DATA SUPPLIED:
PR #3305, opened 2022-08-24
contracts-bedrock: simplify `GasPriceOracle`

tynes:
**Description**

Remove the ability to set the decimals field of the scalar.
This is a simplification of the `GasPriceOracle` in preparation
for making it `CrossDomainOwnable`. It is currently set to 6 decimals
which is plenty of precision. We have never changed this value
and removing the ability to change it will make the L1 portion of
updating the gas config on L2 much more simple.

To verify that the value hardcoded in this PR is correct:

```bash
$ cast call \
    --rpc-url https://mainnet.optimism.io \
    0x420000000000000000000000000000000000000F \
    'decimals()(uint256)'
6
```

The decimals are read from state on L2 during the state transition
function, this is a backwards compatible change because the same
number is still set in storage and its still available via a public
function. If we really need to set this value we could always upgrade
to a `GasPriceOracle` contract with a setter and then set the value
but there is no world where I see that ever being useful.


packages/contracts-bedrock/contracts/L2/GasPriceOracle.sol
```diff
@@ -42,7 +42,7 @@ contract GasPriceOracle is Ownable, Semver {
     /**
      * @notice Number of decimals used in the scalar.
      */
-    uint256 public decimals;
+    uint256 public decimals = 6;
```
smartcontracts, line 45: Might as well make this a `constant`

tynes: If we make it a constant, will it be in the bytecode or in the state?

tynes: It must be in the state for this to be backwards compatible

tynes: It appears as if making it a constant does not place it in state, so we cannot do this unfortunately

maurelian: what is the backwards compatibility issue?

tynes: The decimals are read from state in the L2 geth state transition function

maurelian: as is written, I believe that this syntax depends on running initcode to set the value...

tynes: To clarify, the same scheme is use in the bedrock optigeth as old l2geth

maurelian (approved):

packages/contracts-bedrock/contracts/L2/GasPriceOracle.sol
smartcontracts: Got it. Let's leave it in state then.

smartcontracts (approved):

PR #3306, opened 2022-08-24
Add op-exporter feature to collect baseFee

optimisticben:
Added collection of the `baseFee` field of a `eth_getBlockByNumber` response for bedrock deployments.

This feature is behind the flag `--gaseBaseFee.enable`.

Rollup price collection no longer applies to bedrock deployments, so it now requires the flag `--rollUpGasPrices.enable`.

Closes ENG-2604


protolambda (approved):
Would be nice to exit the polling loop more gracefully, but it does work and is consistent with the other op exporter functions, so LGTM.

mslipper (approved):

PR #3309, opened 2022-08-24
contracts-bedrock: CrossDomainOwnable

tynes:
**Description**

Adds 2 new contracts to the `L2` directory. Both contracts
extend OZ `Ownable` such that the `onlyOwner` modifer logic is
overwritten.

`CrossDomainOwnable` is designed for ownership of contracts on L2
when the communication goes directly through the `OptimismPortal`.
This is not safe for when the communication goes through the
`CrossDomainMessenger` system, as `msg.sender` would be the
address of the `L2CrossDomainMessenger` and if that is the owner
of the L2 contract then anybody going through the messenger system
would have owner permissions on the contract.

`CrossDomainOwnable2` is designed for ownership of contracts on L2
when the communication goes through the messenger system. It checks
for the L1 message sender value that is set in the
`L2CrossDomainMessenger` contract.

Both of these contracts include test coverage and are relatively simple.


packages/contracts-bedrock/contracts/L2/CrossDomainOwnable2.sol
```diff
@@ -0,0 +1,37 @@
+// SPDX-License-Identifier: MIT
+pragma solidity 0.8.15;
+
+import { Predeploys } from "../libraries/Predeploys.sol";
+import { L2CrossDomainMessenger } from "./L2CrossDomainMessenger.sol";
+import { AddressAliasHelper } from "../vendor/AddressAliasHelper.sol";
+import { Ownable } from "@openzeppelin/contracts/access/Ownable.sol";
+
+/**
```
smartcontracts, line 9: Why do we need this second version? `xDomainMessageSender` is not aliased.

tynes: Good catch, I fixed this issue

packages/contracts-bedrock/contracts/L2/CrossDomainOwnable2.sol
```diff
@@ -0,0 +1,32 @@
...
+
+    /**
+     * @notice Overrides the implementation of the `onlyOwner` modifier
+     *         to check that the unaliased `xDomainMessageSender`
+     *         is the owner of the contract. This value is set
+     *         to the caller of the L1CrossDomainMessenger.
+     */
+    function _checkOwner() internal view override {
+        require(
+            owner() == messenger.xDomainMessageSender(),
```
smartcontracts, line 28: Need to check `msg.sender == messenger` as well

smartcontracts (approved):

packages/contracts-bedrock/contracts/L2/CrossDomainOwnable2.sol
```diff
@@ -0,0 +1,37 @@
...
+/**
+ * @title CrossDomainOwnable2
+ * @notice This contract extends the OpenZeppelin `Ownable` contract
+ *         for L2 contracts to be owned by contracts on L1. Note that
+ *         this contract is meant to be used with systems that use the
+ *         CrossDomainMessenger system. It will not work if the OptimismPortal
+ *         is used directly.
+ */
+abstract contract CrossDomainOwnable2 is Ownable {
+    L2CrossDomainMessenger internal messenger =
```
maurelian, line 17: Should this be immutable? There's no affordance made for modifying it, and the address is unlikely to change.

tynes: I'll make it a constant, good call

packages/contracts-bedrock/contracts/test/CrossDomainOwnable.t.sol
```diff
@@ -0,0 +1,107 @@
...
+        );
+
+        // from is indexed and the first argument to the event.
+        bytes32 _from = log.topics[1];
+        address from = Bytes32AddressLib.fromLast20Bytes(_from);
+
+        assertEq(
+              AddressAliasHelper.undoL1ToL2Alias(from),
+              alice
+        );
```
maurelian, line 94: Nice. This could be useful elsewhere. I've thought a fair bit about how there's not much reason not to test both components from both L1 and L2 on one chain.

maurelian (approved):

PR #3319, opened 2022-08-26
op-node: handle special engine RPC user-input error codes

protolambda:
**Description**

Testnet bugfix:
* The testnet was started without the parent-hash checking (#3221 )
* Reorgs happened (on L1 Goerli testnet, 20+ block deep, well past confirmation distance)
* Frame from data tx was missed again (twice actually). Due to valid reasons: it was just too old, from pre-reorg multiple minutes ago, likely bad L1 data in there too. 
* Batches *after* that frame were still derived, and not dropped, and insertion into engine was attempted
* Nonce errors were hit, but this time we hit a different error path: we received back an RPC error code that we were not properly handling. So the nice payload-attributes validity error we got was assumed to be temporary.
* And then it got stuck retrying those attributes over and over again. At least we have a backoff, but it essentially got stuck due to bad error handling

This PR:
- Adds the missing error type codes that we need to handle. See https://github.com/ethereum/execution-apis/blob/main/src/engine/specification.md
- Transforms the RPC error into an `InputError` so we can safely wrap it without losing the ability to distinguish errors
- Handles forkchoice-update errors pre-block-insertion as a reason to reset to regain consistency, not a reason to drop sequencer transactions to try to force forward when the forkchoice is incoherent already.
- Handles input-errors: transactions can be bad, and the payload processing status may not be reached if something is wrong about the input before EVM execution. Nonce values are one example of this.

Depends on #3318 for lint issue in CI.

**Metadata**

Fix ENG-2695

### DIFF
--- a/op-node/eth/types.go
+++ b/op-node/eth/types.go
@@ -20,8 +20,32 @@ import (
 type ErrorCode int
 
 const (
-	UnavailablePayload ErrorCode = -32001
+	UnknownPayload           ErrorCode = -32001 // Payload does not exist / is not available.
+	InvalidForkchoiceState   ErrorCode = -38002 // Forkchoice state is invalid / inconsistent.
+	InvalidPayloadAttributes ErrorCode = -38003 // Payload attributes are invalid / inconsistent.
 )
+
+// InputError distinguishes an user-input error from regular rpc errors,
+// to help the (Engine) API user divert from accidental input mistakes.
+type InputError struct {
+	Inner error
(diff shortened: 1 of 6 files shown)


mslipper (approved):

tuxcanfly (approved):
OK.

protolambda:
Will rebase to include the linting fix on develop.

protolambda:
And fixed go-imports issue

PR #3320, opened 2022-08-26
op-node: fix sync heads starting point [bedrock]

protolambda:
**Description**

This PR fixes the way we find the L2 block that we start syncing on top of.

#### Off by one fix in safe head

As I was working on tests for the finalization, I found that the safe-head sync algorithm has an off-by-one error:
* We reset back a full sequence window, but stop at the L2 block that has a L1 origin exactly n blocks from the common point, inclusive. This means that the safe head we're left with after completing the reset, is the one block with sequence nr 0, within the scope of the window. Which can point to an older L1 origin, but where the inclusion is within the window.
* Meanwhile, if this exact batch wasn't included anymore after a deep reorg, or e.g. if the L1 chain we reorged to has no batches at all for a full window, then an alternative (or empty L2 block) would be there.
We need to reset one L2 block deeper, to force all previous safe L1 blocks (only those that we can't be sure of with inclusion even though their L1 origin is canonical) to be reconciled against L1, to ensure they are still included on the new canonical L1 chain.

#### Safe block RPC label usage

Currently we're also just doing the above starting at the unsafe head instead of safe head, meaning the off-by-one error can be higher if we happen to have a long unsafe chain that still references canonical L1 data but isn't actually submitted on-chain.
This is a long-due fix for a workaround that couldn't be fixed due to the lack of support for the `safe` block label in the geth RPC.

#### Finalized block check

The initialization of the finalized info is now part of the sync start algorithm, since we need to check if we don't revert it accidentally.

**Metadata**

Fix ENG-2671


mslipper:
This has been replaced.

PR #3322, opened 2022-08-26
fix(ct): bug in L2OutputOracle constructor

smartcontracts:
**Description**
Fixes a small bug in the L2OutputOracle constructor where an assertion
was being made about the wrong value. Unlikely that this would've caused
any significant issues but worth fixing anyway.


maurelian (approved):

maurelian:
I approve this, but now that I think about it we really need to have the discipline of writing a test every time we fix a bug. even when it's a trivial one like this. would really appreciate if you'd be so kind as to oblige me on that.

smartcontracts:
SGTM!

smartcontracts:
> I approve this, but now that I think about it we really need to have the discipline of writing a test every time we fix a bug. even when it's a trivial one like this. would really appreciate if you'd be so kind as to oblige me on that.

Done

mslipper (approved):

mslipper:
@smartcontracts mind updating the gas snapshot + bindings?

tynes (approved):

tynes:
This needs code to handle the L1 genesis creation

mslipper:
This is causing a bug somewhere:

```
Failed
=== RUN   TestBuildL1DeveloperGenesis
    layer_one_test.go:32: 
        	Error Trace:	/root/project/op-chain-ops/genesis/layer_one_test.go:32
        	Error:      	Received unexpected error:
        	            	no code found for L2OutputOracle
        	Test:       	TestBuildL1DeveloperGenesis
--- FAIL: TestBuildL1DeveloperGenesis (0.01s)
```

mslipper:
This is breaking tests because the Geth simulated backend that deploys the contracts on L1 in the devnet sets the block timestamp to zero. We can fix this, but it'll require changes in `op-geth`.

PR #3346, opened 2022-09-07
op-node: buffer unsafe payloads with priority queue [bedrock]

protolambda:
**Description**

Pop blocks by lowest number to maintain max size, and do not drop if the first payload is in the future.
This way we keep the buffer around until block derivation from L1 makes progress, and the unsafe payloads can be processed (or dropped if they do not connect with parent hash).

This should enabled nodes to stay on the canonical unsafe L2 chain, the blocks by the sequencer ahead of what's submitted to L1, more reliably.

Testing work in progress.

**Metadata**

Fix ENG-2511


op-node/metrics/metrics.go
```diff
@@ -150,6 +153,17 @@ func NewMetrics(procName string) *Metrics {
 		SequencingErrors: NewEventMetrics(registry, ns, "sequencing_errors", "sequencing errors"),
 		PublishingErrors: NewEventMetrics(registry, ns, "publishing_errors", "p2p publishing errors"),
 
+		UnsafePayloadsBufferLen: promauto.With(registry).NewGauge(prometheus.GaugeOpts{
```
mslipper, line 156: Nice 🎉

mslipper (approved):

PR #3348, opened 2022-09-07
Generate codecoverage and upload to CodeCov

maurelian:
Changes CI to upload code coverage results generated by the go modules and contracts-bedrock package.

This job doesn't run on this PR because of the Check Changed step, but it was tested in previous iterations of this branch by disabling that step. The results can be seen [here](https://app.codecov.io/gh/ethereum-optimism/optimism/tree/temp-getcoverage). 

Improvements which are not included in this PR but will be added later: 
1. Moving the codecov uploader installation to the ci-builder image.
2. Failing in CI when the coverage threshold decreases.
3. Adding a coverage badge to the README.

### DIFF
--- a/.circleci/config.yml
+++ b/.circleci/config.yml
@@ -2,7 +2,6 @@ version: 2.1
 
 orbs:
   go: circleci/go@1.5.0
-
 jobs:
   yarn-monorepo:
     docker:
@@ -33,6 +32,9 @@ jobs:
       - run:
           name: Install dependencies
           command: yarn --frozen-lockfile
+      - run:
+          name: print forge version
+          command: forge --version
       - save_cache:
           key: v2-cache-yarn-install-{{ checksum "yarn.lock" }}
           paths:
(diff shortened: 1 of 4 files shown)


.circleci/config.yml
```diff
@@ -52,11 +54,23 @@ jobs:
       - run:
           name: Build monorepo
           command: yarn build
+      - run:
+          name: Download and verify Codecov uploader
+          command: |
+            curl https://keybase.io/codecovsecurity/pgp_keys.asc | gpg --no-default-keyring --keyring trustedkeys.gpg --import # One-time step
```
mslipper, line 60: Let's put the codecov downloader inside `ci-builder` directly. This way we avoid having to download and install it on every build.

mslipper (changes requested):

.circleci/config.yml
maurelian: OK, I've added that in a [new commit](https://github.com/ethereum-optimism/optimism/pull/3348/commits/2b6e5773494eec3c23f9f0e6a74718e86611f6eb). 

To avoid failures caused by running CI before a new release is made, I've also made it so that the upload step [will always pass](https://github.com/ethereum-optimism/optimism/pull/3348/commits/8c902ba18e142f340d700418c0356bbe09fb9796).

mslipper (approved):

PR #3350, opened 2022-09-07
indexer: scan eth/standard bridge for deposits

tuxcanfly:
**Description**
This PR fixes an issue with the bedrock indexer where L1 chain was not being scanned for deposits. The issue was that bridges needed to be instantiated and passed to the indexing service.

ASSIGNMENT:
Above are records; repeat only the lines starting at the line with "but there is" and ending at the line with "tynes: It must", exactly as they appear, both included.

SOLUTION TO THIS TASK:
but there is no world where I see that ever being useful.


packages/contracts-bedrock/contracts/L2/GasPriceOracle.sol
```diff
@@ -42,7 +42,7 @@ contract GasPriceOracle is Ownable, Semver {
     /**
      * @notice Number of decimals used in the scalar.
      */
-    uint256 public decimals;
+    uint256 public decimals = 6;
```
smartcontracts, line 45: Might as well make this a `constant`

tynes: If we make it a constant, will it be in the bytecode or in the state?

tynes: It must be in the state for this to be backwards compatible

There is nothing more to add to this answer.